PR #1787, opened 2022-07-19
Wraps translation in CypherBuilder

angrykoala:
# Description

This PR wraps all the logic in `translate-x` inside a `CypherBuilder.RawCypher` element, to provide the basic framework to start integrating the pieces into a single Cypher AST and facilitate extracting subqueries.

None of the internal logic has been changed, and there are only some minor changes to generated parameters  

Depends on #1769


darrellwarde (dismissed):
Good initiative to wrap the old stuff up!

PR #1790, opened 2022-07-21
Cypher Builder return and extra functions

angrykoala:
# Description

This PR adds the plumbing required in the cypher builder to support aggregations queries to remove `runFirstColumn` in these.

Additionally, this PR introduces `mixins` in the CypherBuilder to reduce code duplicity between clauses


packages/graphql/src/translate/cypher-builder/examples/create.test.ts
```diff
@@ -21,31 +21,27 @@ import * as CypherBuilder from "../CypherBuilder";
 
 describe("CypherBuilder Create Examples", () => {
     test("Create a movie", () => {
-        const titleParam = new CypherBuilder.Param("The Matrix");
```
MacondoExpress, line 24: I think that the test was better before with both the `title` and the `released` parameter!

packages/graphql/src/translate/cypher-builder/examples/match.test.ts
```diff
@@ -41,13 +41,13 @@ describe("CypherBuilder Match Examples", () => {
...
             .and(movieNode, { released: releasedParam })
-            .return(movieNode, ["title", "released"], "movie");
+            .return(movieNode.property("title"), [movieNode.property("released"), "year"]);
 
         const queryResult = matchQuery.build();
         expect(queryResult.cypher).toMatchInlineSnapshot(`
             "MATCH (this1:\`Person\`)-[this0:ACTED_IN]->(this2:\`Movie\`)
             WHERE (this1.name = $param0 AND this2.released = $param1)
-            RETURN this2 {.title, .released} AS movie"
+            RETURN this2.title, this2.released AS year"
```
MacondoExpress, line 50: Is it still possible to obtain a projection `movie` with both the `title` and `year` as before?

MacondoExpress:
It looks really good to me! I left some comments where I have some doubts🥇

MacondoExpress (approved):

PR #1796, opened 2022-07-22
Fix: move `ORDER BY`, `SKIP` and `LIMIT` to as early as possible in Cypher

### LINKED ISSUE #1760: Ordering, skipping and limiting happening late in Cypher causing poor performance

━━━━━━━━━━━━━━━━━━━━

• _TASK ITEM_
Return exactly the lines in the records above, beginning with the one that holds "MacondoExpress, line 50: Is" and ending with the last.

• _SOLVED EXERCISE_
MacondoExpress, line 50: Is it still possible to obtain a projection `movie` with both the `title` and `year` as before?

MacondoExpress:
It looks really good to me! I left some comments where I have some doubts🥇

MacondoExpress (approved):

PR #1796, opened 2022-07-22
Fix: move `ORDER BY`, `SKIP` and `LIMIT` to as early as possible in Cypher

### LINKED ISSUE #1760: Ordering, skipping and limiting happening late in Cypher causing poor performance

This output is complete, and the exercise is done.